Work to be completed:
Read the data below. Every line holding the string "only" must be copied.

Stored data:
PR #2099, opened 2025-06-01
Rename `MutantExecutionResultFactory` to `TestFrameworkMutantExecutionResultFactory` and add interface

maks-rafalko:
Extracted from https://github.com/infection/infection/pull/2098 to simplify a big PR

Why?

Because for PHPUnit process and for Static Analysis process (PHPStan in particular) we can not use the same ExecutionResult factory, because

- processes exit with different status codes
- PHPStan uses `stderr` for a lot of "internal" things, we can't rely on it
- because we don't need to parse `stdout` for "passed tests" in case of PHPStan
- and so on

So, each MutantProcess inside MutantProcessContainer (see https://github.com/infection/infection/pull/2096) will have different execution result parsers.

* * *

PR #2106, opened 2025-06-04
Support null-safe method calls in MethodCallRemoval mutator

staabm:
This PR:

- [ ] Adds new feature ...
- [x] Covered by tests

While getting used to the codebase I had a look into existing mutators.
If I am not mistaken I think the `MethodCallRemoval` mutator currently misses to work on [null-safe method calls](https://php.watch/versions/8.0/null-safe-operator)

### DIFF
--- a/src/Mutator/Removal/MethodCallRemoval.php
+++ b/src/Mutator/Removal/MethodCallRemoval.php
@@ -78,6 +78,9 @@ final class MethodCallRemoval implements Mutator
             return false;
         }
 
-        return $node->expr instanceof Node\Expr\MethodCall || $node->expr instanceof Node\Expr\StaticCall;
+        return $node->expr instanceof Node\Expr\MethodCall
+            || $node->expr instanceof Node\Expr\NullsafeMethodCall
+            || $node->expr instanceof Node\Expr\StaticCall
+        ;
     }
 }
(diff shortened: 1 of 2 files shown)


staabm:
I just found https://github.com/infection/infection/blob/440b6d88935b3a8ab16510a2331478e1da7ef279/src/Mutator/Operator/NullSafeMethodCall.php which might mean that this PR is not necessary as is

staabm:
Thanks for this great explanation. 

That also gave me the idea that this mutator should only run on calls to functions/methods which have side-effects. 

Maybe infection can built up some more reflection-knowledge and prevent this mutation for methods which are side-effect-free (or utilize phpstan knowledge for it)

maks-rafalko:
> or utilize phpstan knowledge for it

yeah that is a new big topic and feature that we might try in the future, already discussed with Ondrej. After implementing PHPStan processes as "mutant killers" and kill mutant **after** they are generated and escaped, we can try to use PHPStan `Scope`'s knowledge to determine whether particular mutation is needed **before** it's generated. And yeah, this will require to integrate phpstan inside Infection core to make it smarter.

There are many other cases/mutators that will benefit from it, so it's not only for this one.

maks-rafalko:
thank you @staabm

Task result:
That also gave me the idea that this mutator should only run on calls to functions/methods which have side-effects. 
There are many other cases/mutators that will benefit from it, so it's not only for this one.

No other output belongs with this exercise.